(Stored data entries)
%%

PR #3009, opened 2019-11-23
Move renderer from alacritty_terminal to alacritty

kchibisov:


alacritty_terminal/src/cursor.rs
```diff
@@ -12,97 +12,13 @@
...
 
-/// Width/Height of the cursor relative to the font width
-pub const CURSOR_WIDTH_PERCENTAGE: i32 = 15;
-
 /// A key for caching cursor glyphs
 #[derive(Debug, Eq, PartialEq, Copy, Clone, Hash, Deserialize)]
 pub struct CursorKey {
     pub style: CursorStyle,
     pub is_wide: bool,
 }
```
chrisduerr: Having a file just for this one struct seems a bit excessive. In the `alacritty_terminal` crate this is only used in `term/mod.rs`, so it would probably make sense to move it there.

%%

- Instructions to follow
Word for word, return the entire set of entries.

- Answer to this task
PR #3009, opened 2019-11-23
Move renderer from alacritty_terminal to alacritty

kchibisov:


alacritty_terminal/src/cursor.rs
```diff
@@ -12,97 +12,13 @@
...
 
-/// Width/Height of the cursor relative to the font width
-pub const CURSOR_WIDTH_PERCENTAGE: i32 = 15;
-
 /// A key for caching cursor glyphs
 #[derive(Debug, Eq, PartialEq, Copy, Clone, Hash, Deserialize)]
 pub struct CursorKey {
     pub style: CursorStyle,
     pub is_wide: bool,
 }
```
chrisduerr: Having a file just for this one struct seems a bit excessive. In the `alacritty_terminal` crate this is only used in `term/mod.rs`, so it would probably make sense to move it there.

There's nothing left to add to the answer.